If `int(2x^(2)+5)/(x^(2)+a)dx=f(x)`, where f(x) is a polynomial or ratio of polynomials, then the number of possible value(s) of a is equal to

To solve the problem, we need to analyze the integral given: \[ \int \frac{2x^2 + 5}{x^2 + a} \, dx = f(x) \] where \( f(x) \) is a polynomial or a ratio of polynomials. ### Step 1: Rewrite the Integral We can rewrite the integrand by separating the terms: \[ \frac{2x^2 + 5}{x^2 + a} = \frac{2x^2 + 2a - 2a + 5}{x^2 + a} = \frac{2(x^2 + a) + (5 - 2a)}{x^2 + a} \] ### Step 2: Split the Integral Now, we can split the integral into two parts: \[ \int \frac{2(x^2 + a)}{x^2 + a} \, dx + \int \frac{5 - 2a}{x^2 + a} \, dx \] This simplifies to: \[ 2 \int dx + (5 - 2a) \int \frac{1}{x^2 + a} \, dx \] ### Step 3: Evaluate the First Integral The first integral is straightforward: \[ 2 \int dx = 2x \] ### Step 4: Evaluate the Second Integral The second integral, \( \int \frac{1}{x^2 + a} \, dx \), depends on the value of \( a \).
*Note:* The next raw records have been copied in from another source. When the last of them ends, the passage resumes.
PR #2445, opened 2026-05-01
feat(terminal): add /workspaces/:id/terminal/diagnose endpoint

HongmingWang-Rabbit:
## Summary

Adds `GET /workspaces/:id/terminal/diagnose` — a non-interactive HTTP/JSON sibling of `/terminal` that runs the same EIC + ssh stages and reports per-stage status. Built specifically because the canvas terminal currently fails silently (\"Session ended\" with no error frame on hongmingwang's hermes workspace) and there's no remote-readable signal of which stage broke — the ssh client's stderr lives only in the workspace-server's stdout on the tenant CP EC2.

The endpoint splits the failure modes that all look identical from the user's side:
- **IAM broke** → `first_failure=\"send-ssh-public-key\"`, error contains `AccessDeniedException`
- **Tunnel/SG broke** → `first_failure=\"wait-for-port\"`, detail contains the `aws ec2-instance-connect open-tunnel` stderr
- **sshd auth broke** → `first_failure=\"ssh-probe\"`, detail contains `Permission denied`
- **Shell or network broke** → `first_failure=\"ssh-probe\"`, detail contains `Connection refused` or timeout

## Stages mirrored from `handleRemoteConnect`

1. `ssh-keygen` — ephemeral session keypair
2. `send-ssh-public-key` — AWS EIC API push (IAM-gated)
3. `pick-free-port` — local port for the tunnel
4. `open-tunnel` — `aws ec2-instance-connect open-tunnel` subprocess
5. `wait-for-port` — confirm tunnel actually binds (folds tunnel stderr into Detail when it doesn't)
6. `ssh-probe` — non-interactive \`ssh ... 'echo MOLECULE_TERMINAL_PROBE_OK'\` that proves auth + bash + round-trip via `CombinedOutput`

Local Docker workspaces get a smaller `container-found` + `container-running` probe, same response shape so callers don't need to branch.

## Auth

Rides on existing `WorkspaceAuth` middleware. Operators with the tenant `ADMIN_TOKEN` (fetched via `/cp/admin/orgs/:slug/admin-token`) can probe any workspace without per-workspace token — same admin path the canvas dashboard uses.

## Response shape

Always HTTP 200 (success or stage failure both in the JSON body — no need to branch on status):

\`\`\`json
{
  \"workspace_id\": \"...\",
  \"instance_id\": \"i-...\",
  \"remote\": true,
  \"ok\": false,
  \"first_failure\": \"ssh-probe\",
  \"steps\": [
    {\"name\": \"ssh-keygen\", \"ok\": true, \"duration_ms\": 12},
    {\"name\": \"send-ssh-public-key\", \"ok\": true, \"duration_ms\": 234},
    {\"name\": \"pick-free-port\", \"ok\": true, \"duration_ms\": 1, \"detail\": \"port=12345\"},
    {\"name\": \"open-tunnel\", \"ok\": true, \"duration_ms\": 456},
    {\"name\": \"wait-for-port\", \"ok\": true, \"duration_ms\": 789},
    {\"name\": \"ssh-probe\", \"ok\": false, \"duration_ms\": 11000,
     \"error\": \"exit status 255\",
     \"detail\": \"Permission denied (publickey).\"}
  ]
}
\`\`\`

## Test plan

- [x] \`go test ./internal/handlers/ -run \"TestHandleDiagnose|TestDiagnoseRemote\" -v -count=1\` — 3 new tests pass
- [x] \`go test ./internal/handlers/ -count=1\` — full suite passes (3.9s, no regressions)
- [x] \`go vet ./...\` clean
- [ ] After merge: deploy to hongmingwang tenant + curl \`/workspaces/{hermes-id}/terminal/diagnose\` to pin the actual hermes failure stage

## New tests

- \`TestHandleDiagnose_RoutesToRemote\` — instance_id present → remote path; \`first_failure=\"send-ssh-public-key\"\` when stubbed to return AWS error
- \`TestHandleDiagnose_RoutesToLocal\` — empty instance_id → local path; \`first_failure=\"docker-available\"\` with nil docker client
- \`TestDiagnoseRemote_StopsAtSSHProbe\` — full success through wait-for-port, probe stub returns \"Permission denied\"; confirms \`first_failure=\"ssh-probe\"\` and the probe step's Detail/Error carries ssh stderr verbatim (the whole point of the endpoint)

Tests stub \`sendSSHPublicKey\`, \`openTunnelCmd\`, \`sshProbeCmd\` via existing package-level vars (same pattern as \`TestSSHCommandCmd_*\`) so the suite stays hermetic — no AWS calls, no network.

## Related

- Resolves task #200
- Supports task #193 (root cause: workspace EC2 sshd unresponsive — without this endpoint we couldn't pin the failure stage from outside the tenant CP EC2)
- Complements PR #2434 (ConnectTimeout=10 symptom fix shipped 2026-04-30)

### DIFF
--- a/workspace-server/internal/handlers/terminal_diagnose.go
+++ b/workspace-server/internal/handlers/terminal_diagnose.go
@@ -1,18 +1,47 @@
 package handlers
 
 import (
+	"bytes"
 	"context"
 	"fmt"
 	"net/http"
 	"os"
 	"os/exec"
 	"strings"
+	"sync"
 	"time"
 
 	"github.com/Molecule-AI/molecule-monorepo/platform/internal/db"
 	"github.com/Molecule-AI/molecule-monorepo/platform/internal/provisioner"
+	"github.com/Molecule-AI/molecule-monorepo/platform/internal/wsauth"
 	"github.com/gin-gonic/gin"
 )
+
+// syncBuf is a goroutine-safe writer that wraps bytes.Buffer with a mutex.
+// Used to capture subprocess stderr without racing the os/exec stderr-copy
+// goroutine: ``cmd.Stderr = io.Writer`` spawns a background goroutine that
+// reads from the subprocess's stderr fd and calls Write on our writer, so
+// reading the buffer from another goroutine (e.g., on wait-for-port
+// timeout while the tunnel may still be writing) without synchronization
+// is a data race that ``go test -race`` would flag. ``strings.Builder``
+// and bare ``bytes.Buffer`` aren't goroutine-safe; this tiny shim is the
+// cheapest fix.
+type syncBuf struct {
+	mu sync.Mutex
+	b  bytes.Buffer
+}
+
+func (s *syncBuf) Write(p []byte) (int, error) {
+	s.mu.Lock()
+	defer s.mu.Unlock()
+	return s.b.Write(p)
+}
+
+func (s *syncBuf) String() string {
+	s.mu.Lock()
+	defer s.mu.Unlock()
+	return s.b.String()
+}
 
 // HandleDiagnose handles GET /workspaces/:id/terminal/diagnose. It runs the
 // same per-step pipeline as HandleConnect (ssh-keygen → EIC send-key → tunnel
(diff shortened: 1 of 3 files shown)


hongmingwang-moleculeai (commented):
Five-axis review (LGTM from a quality standpoint, flagged for human merge per substantive-logic policy):

- **Correctness** — Mirrors HandleConnect's EIC+ssh stages 1-for-1; `defer kill+wait` on the tunnel subprocess is right (no zombies); 30s outer timeout + 10s ssh ConnectTimeout + 10s waitForPort caps are coherent. Always-200 with failure in JSON body is the right contract — operator tools don't need branch-on-status. Local-path fallback (no instance_id) returns the same response shape — good for callers.
- **Readability** — Lead comment names *why* this exists ("canvas terminal fails silently — ssh stderr lives only in workspace-server stdout on tenant CP EC2"), and the stage→team routing hint ("send-ssh-public-key → IAM team; ssh-probe → SG/sshd") is operationally non-obvious and worth keeping in the source. Function-var stubs for `sshProbeCmd`/`openTunnelCmd`/`sendSSHPublicKey` follow the existing pattern.
- **Architecture** — Pure diagnostic, read-only, mounted on the same `wsAuth` middleware as `/terminal`. No new auth path. Stage list reuses `eicSSHOptions`, `sendSSHPublicKey`, `openTunnelCmd`, `pickFreePort`, `waitForPort` — single source of truth, drift-resistant.
- **Security** — Same auth gate as `/terminal`. SSH stderr surfaces to the caller — that's the *point* and the caller is already permitted to drive an interactive shell against the same workspace, so no new info disclosure. Env reads (`WORKSPACE_EC2_OS_USER`, `AWS_REGION`) are standard and not echoed in the response.
- **Performance** — Subprocess spawn cost matches existing `/terminal` open path, capped tighter. Each stage records DurationMs so latency triage is built in.

**Coverage check:** 3 dispatch tests — `RoutesToRemote` (instance_id non-empty → EIC path, fail at send-key), `RoutesToLocal` (empty instance_id → docker path, fail at docker-available), `StopsAtSSHProbe` (full happy path through send-key + tunnel + wait, then probe fails with stubbed "Permission denied"). Branches covered: remote-vs-local dispatch, early-failure surfacing, late-failure stderr surfacing — the operationally important paths. Stubbing `openTunnelCmd` with `nc -l` to make `waitForPort` real-but-hermetic is a clean trick.

**Loop policy note:** Substantive new endpoint (~551 LOC), so my session loop defers final approval to a human reviewer rather than auto-approving. CI green (21/21 SUCCESS), MERGEABLE, no .github/workflows changes, no security red flags. Ready for merge once a human signs off.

If \( a > 0 \), it can be expressed as: \[ \int \frac{1}{x^2 + a} \, dx = \frac{1}{\sqrt{a}} \tan^{-1}\left(\frac{x}{\sqrt{a}}\right) + C \] ### Step 5: Analyze the Result Thus, the integral becomes: \[ 2x + (5 - 2a) \left( \frac{1}{\sqrt{a}} \tan^{-1}\left(\frac{x}{\sqrt{a}}\right) \right) + C \] For \( f(x) \) to be a polynomial or a ratio of polynomials, the term \( (5 - 2a) \) must equal zero, because the term involving \( \tan^{-1} \) would otherwise introduce a non-polynomial component. ### Step 6: Solve for \( a \) Setting \( 5 - 2a = 0 \): \[ 5 = 2a \implies a = \frac{5}{2} \] ### Conclusion The only possible value of \( a \) that allows \( f(x) \) to remain a polynomial or a ratio of polynomials is: \[ a = \frac{5}{2} \] Thus, the number of possible values of \( a \) is **1**.